Соня не вырывала у него руки и перестала плакать.
Наташа, не шевелясь и не дыша, блестящими главами смотрела из своей засады. «Что теперь будет»? думала она.
– Соня! Мне весь мир не нужен! Ты одна для меня всё, – говорил Николай. – Я докажу тебе.
– Я не люблю, когда ты так говоришь.
– Ну не буду, ну прости, Соня! – Он притянул ее к себе и поцеловал.
«Ах, как хорошо!» подумала Наташа, и когда Соня с Николаем вышли из комнаты, она пошла за ними и вызвала к себе Бориса.
– Борис, подите сюда, – сказала она с значительным и хитрым видом. – Мне нужно сказать вам одну вещь. Сюда, сюда, – сказала она и привела его в цветочную на то место между кадок, где она была спрятана. Борис, улыбаясь, шел за нею.
– Какая же это одна вещь ? – спросил он.
Она смутилась, оглянулась вокруг себя и, увидев брошенную на кадке свою куклу, взяла ее в руки.
– Поцелуйте куклу, – сказала она.
Борис внимательным, ласковым взглядом смотрел в ее оживленное лицо и ничего не отвечал.
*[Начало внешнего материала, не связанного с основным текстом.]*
PR #5445, opened 2023-09-28
Do not enable SHT3x heater by default. Fixes #4886.

### LINKED ISSUE #4886: SHT3x now enables heater by default
### The problem

PR #5161 seems to enable the sensor heater by default despite its title: `cv.Optional(CONF_HEATER_ENABLED, default=True): cv.boolean`, and later `if (!this->write_command(heater_enabled_ ? SHT3XD_COMMAND_HEATER_ENABLE : SHT3XD_COMMAND_HEATER_DISABLE)) {`

2023.10.0-dev

Home Assistant Add-on

_No response_

ESP8266

### Board

_No response_

sht3xd

### Example YAML snippet

_No response_

_No response_

### Additional information

This can be worked around by setting `heater_enabled: false`, but I don't see the need for a breaking change.

However there in general there is no way to make a piece of code that changes a setting where previously no forced setting code existed non-breaking to someone. However I think the heater off is the reasonable setting for the majority of users.

jkl1337:

The SHT sensor heater is for special use and defaulting them to on breaks the vast majority of prior configs and seems quite surprising. This appears to have been an inadvertent side effect of PR #5161.

## Types of changes

- [ ] Other

**Related issue or feature (if applicable):** fixes https://github.com/esphome/issues/issues/4886

## Test Environment

- [X] ESP32
- [ ] ESP32 IDF
- [X] ESP8266
- [ ] RP2040

## Checklist:

### DIFF
--- a/esphome/components/sht3xd/sensor.py
+++ b/esphome/components/sht3xd/sensor.py
@@ -38,7 +38,7 @@ CONFIG_SCHEMA = (
                 device_class=DEVICE_CLASS_HUMIDITY,
                 state_class=STATE_CLASS_MEASUREMENT,
             ),
-            cv.Optional(CONF_HEATER_ENABLED, default=True): cv.boolean,
+            cv.Optional(CONF_HEATER_ENABLED, default=False): cv.boolean,
         },
     )
     .extend(cv.polling_component_schema("60s"))


jesserockz:
From my understanding of the previous PR, the heater was always turned on anyway before the PR. 
That PR simply allowed it to be disabled at startup instead. 

Changing the default now would be a breaking change to everyone using it now.

jkl1337:
No, the original PR broke everything. Please see the issue [#4886](https://github.com/esphome/issues/issues/4886) filed and now the people piling up complaining that the latest release broke things.

The heater is only for special use cases. It should not be on for normal use of the sensor, please see data sheet for how it is used.

Apparently the original breaking PR author had a device that turned it on by default which is likely undesirable (also, note, not the norm the PR states “on my custom built PCB using the sensirion chips, the heater was enabled by default”) and they needed code to turn it off. Note their comment: "This is a good question. From the different discussions, I understood it should have been turned off by default." The original PR even says to allow *disabling* the heater. It's very confusing that the default was made to enable it. I would imagine the original PR author was testing with an explicit `heater_enabled: False` and missed that the default was incorrect.

jesserockz:
Ok understood. Happy to merge this change in but as its breaking and its easy enough for people to change yaml to false, it wont be released until 2023.10.0

jesserockz (approved):

jesserockz:
Could you also please make a docs PR targeting `next` to flip the default value there too?

kbx81 (approved):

– Не хотите? Ну, так подите сюда, – сказала она и глубже ушла в цветы и бросила куклу. – Ближе, ближе! – шептала она. Она поймала руками офицера за обшлага, и в покрасневшем лице ее видны были торжественность и страх.
– А меня хотите поцеловать? – прошептала она чуть слышно, исподлобья глядя на него, улыбаясь и чуть не плача от волненья.
Борис покраснел.
– Какая вы смешная! – проговорил он, нагибаясь к ней, еще более краснея, но ничего не предпринимая и выжидая.
Она вдруг вскочила на кадку, так что стала выше его, обняла его обеими руками, так что тонкие голые ручки согнулись выше его шеи и, откинув движением головы волосы назад, поцеловала его в самые губы.
Она проскользнула между горшками на другую сторону цветов и, опустив голову, остановилась.
– Наташа, – сказал он, – вы знаете, что я люблю вас, но…
– Вы влюблены в меня? – перебила его Наташа.
– Да, влюблен, но, пожалуйста, не будем делать того, что сейчас… Еще четыре года… Тогда я буду просить вашей руки.
Наташа подумала.
– Тринадцать, четырнадцать, пятнадцать, шестнадцать… – сказала она, считая по тоненьким пальчикам. – Хорошо! Так кончено?
И улыбка радости и успокоения осветила ее оживленное лицо.
– Кончено! – сказал Борис.
– Навсегда? – сказала девочка. – До самой смерти?
И, взяв его под руку, она с счастливым лицом тихо пошла с ним рядом в диванную.


Графиня так устала от визитов, что не велела принимать больше никого, и швейцару приказано было только звать непременно кушать всех, кто будет еще приезжать с поздравлениями. Графине хотелось с глазу на глаз поговорить с другом своего детства, княгиней Анной Михайловной, которую она не видала хорошенько с ее приезда из Петербурга. Анна Михайловна, с своим исплаканным и приятным лицом, подвинулась ближе к креслу графини.
– С тобой я буду совершенно откровенна, – сказала Анна Михайловна. – Уж мало нас осталось, старых друзей! От этого я так и дорожу твоею дружбой.
Анна Михайловна посмотрела на Веру и остановилась. Графиня пожала руку своему другу.
– Вера, – сказала графиня, обращаясь к старшей дочери, очевидно, нелюбимой. – Как у вас ни на что понятия нет? Разве ты не чувствуешь, что ты здесь лишняя? Поди к сестрам, или…
Красивая Вера презрительно улыбнулась, видимо не чувствуя ни малейшего оскорбления.
– Ежели бы вы мне сказали давно, маменька, я бы тотчас ушла, – сказала она, и пошла в свою комнату.